Configuration Sections
| Section | What it controls |
|---|---|
providers | Which LLM services are available and their credentials |
guardrails | Safety checks applied to requests and responses |
routing | How requests are distributed across providers (strategy, failover, retries) |
cache | Caching mode, TTL, and namespace settings |
rate_limiting | Maximum request rate per API key or organization |
budgets | Spending limits per period and alert thresholds |
cost_tracking | Cost calculation and attribution settings |
ip_acl | IP Access Control List. Which source IP addresses are permitted |
alerting | Email or webhook alerts for budget events, errors, and guardrail triggers |
privacy | Data retention periods and request logging policies |
tool_policy | Which tool and function calls are permitted |
mcp | Model Context Protocol integration settings |
model_map | Custom model name aliases.
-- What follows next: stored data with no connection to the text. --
PR #79, opened 2020-11-02
feat: support specifying stages, close #49

### LINKED ISSUE #49: Support specifying stages

blaggacao:
replace #52 (rebased & squashed)

### DIFF
--- a/modules/pre-commit.nix
+++ b/modules/pre-commit.nix
@@ -277,6 +277,7 @@ in
               A configuration wide option for the stages property.
               Installs hooks to the defined stages.
               Default is empty which falls back to 'commit'.
+              See https://pre-commit.com/#confining-hooks-to-run-at-certain-stages
             '';
           default = [ ];
         };
--- a/modules/pre-commit.nix
+++ b/modules/pre-commit.nix
@@ -15,6 +15,7 @@ let
   inherit (pkgs) runCommand writeText git;
 
   cfg = config;
+  install_stages = cfg.default_stages;
 
   hookType =
     types.submodule (
@@ -268,6 +269,18 @@ in
           default = [ ];
         };
 
+      default_stages =
+        mkOption {
+          type = types.listOf types.str;
+          description =
+            ''
+              A configuration wide option for the stages property.
+              Installs hooks to the defined stages.
+              Default is empty which falls back to 'commit'.
+            '';
+          default = [ ];
+        };
+
       rawConfig =
         mkOption {
           type = types.attrs;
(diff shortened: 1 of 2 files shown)


blaggacao:
beware I'm hitting this:

```console
$ pre-commit run --all --hook-stage manual generate
An error has occurred: InvalidConfigError:
==> File .pre-commit-config.yaml
==> At Config()
==> At key: repos
==> At Repository(repo='local')
==> At key: hooks
==> At Hook(id='shellcheck')
==> At key: types
==> At index 1
=====> Type tag 'ash' is not recognized.  Try upgrading identify and pre-commit?
Check the log at /home/blaggacao/.cache/pre-commit/pre-commit.log
$ pre-commit --version
pre-commit 2.5.1
```

modules/pre-commit.nix
```diff
@@ -325,7 +340,36 @@ in
...
+                done
+                # Add hooks for configured stages (only) ...
+                if [ ! -z "${concatStringsSep " " install_stages}" ]; then
+                  for stage in ${concatStringsSep " " install_stages}; do
+                    if [[ "$stage" == "manual" ]]; then
+                      continue
+                    fi
+                    case $stage in
+                      # if you amend these switches please also review $hooks above
+                      commit | merge-commit | push)
```
domenkozar, line 356: Why do we diverge from pre-commit settings by not just specifying pre-push instead of push?

modules/pre-commit.nix
```diff
@@ -268,6 +269,18 @@ in
...
         };
 
+      default_stages =
+        mkOption {
+          type = types.listOf types.str;
+          description =
+            ''
+              A configuration wide option for the stages property.
+              Installs hooks to the defined stages.
+              Default is empty which falls back to 'commit'.
```
domenkozar, line 279:
```suggestion
              Default is empty which falls back to 'commit'.
              See https://pre-commit.com/#confining-hooks-to-run-at-certain-stages
```

modules/pre-commit.nix
blaggacao: Precommit has two identifiers "push" (the stage) and "pre-push" (the hook) in an attempt to be extra "correct" about things, while achieving only plain confusion. Here it's "push" (the stage).

blaggacao: Ps: I also wondered and got bitten. More than once.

Map a friendly name like “my-gpt” to an actual model |
audit | Audit log configuration and retention settings |
Example Configuration
A minimal organization configuration that sets up two providers with weighted routing, caching, and a monthly budget:
{
"providers": {
"openai": {
"api_key": "sk-...",
"models": ["gpt-4o", "gpt-4o-mini"]
},
"anthropic": {
"api_key": "sk-ant-...",
"models": ["claude-sonnet-4-6", "claude-haiku-4-5"]
}
},
"routing": {
"strategy": "weighted",
"weights": { "openai": 70, "anthropic": 30 },
"failover": {
"enabled": true,
"providers": ["openai", "anthropic"]
}
},
"cache": {
"enabled": true,
"mode": "exact",
"ttl_seconds": 3600
},
"budgets": {
"limit": 500.00,
"period": "monthly",
"alert_threshold_percent": 80
}
}
Note
Changes to organization configuration are pushed to the gateway in real time. No restart or redeployment needed.
SDK configuration
The Prism SDK lets you apply configuration at two levels: client-level (affects all requests) and per-request (overrides for a single call).
Client-level config
Pass a GatewayConfig to the client constructor. It applies to every request made with that client:
from prism import Prism, GatewayConfig, CacheConfig, RetryConfig, FallbackConfig, FallbackTarget
client = Prism(
api_key="sk-prism-your-key",
base_url="https://gateway.futureagi.com",
config=GatewayConfig(
cache=CacheConfig(strategy="exact", ttl=300, namespace="prod"),
retry=RetryConfig(max_retries=3, on_status_codes=[429, 500, 502, 503]),
fallback=FallbackConfig(
targets=[FallbackTarget(model="gpt-4o-mini")],
),
),
)
# All requests through this client use the cache, retry, and fallback settings
response = client.chat.completions.create(
model="gpt-4o",
messages=[{"role": "user", "content": "Hello"}],
)import { Prism } from "@futureagi/prism";
const client = new Prism({
apiKey: "sk-prism-your-key",
baseUrl: "https://gateway.futureagi.com",
config: {
cache: { strategy: "exact", ttl: 300, namespace: "prod" },
retry: { max_retries: 3, on_status_codes: [429, 500, 502, 503] },
fallback: {
targets: [{ model: "gpt-4o-mini" }],
},
},
});
const response = await client.chat.completions.create({
model: "gpt-4o",
messages: [{ role: "user", content: "Hello" }],
}); Per-request overrides
Override config for a single request using extra_headers. The GatewayConfig.to_headers() method serialises the config to x-prism-config:
from prism import GatewayConfig, CacheConfig
# Force a cache refresh for this specific request
override = GatewayConfig(cache=CacheConfig(force_refresh=True))
headers = override.to_headers()
response = client.chat.completions.create(
model="gpt-4o",
messages=[{"role": "user", "content": "What time is it?"}],
extra_headers=headers,
)
Using with the OpenAI SDK
If you’re not using the Prism SDK, use create_headers() to generate x-prism-* headers for any OpenAI-compatible client:
from openai import OpenAI
from prism import create_headers, GatewayConfig, CacheConfig
headers = create_headers(
api_key="sk-prism-your-key",
config=GatewayConfig(cache=CacheConfig(strategy="semantic", ttl=600)),
trace_id="trace-abc",
metadata={"team": "ml", "env": "production"},
)
client = OpenAI(
base_url="https://gateway.futureagi.com/v1",
default_headers=headers,
)
Override precedence
Per-request headers override client-level config, which overrides org config. See Configuration Hierarchy above.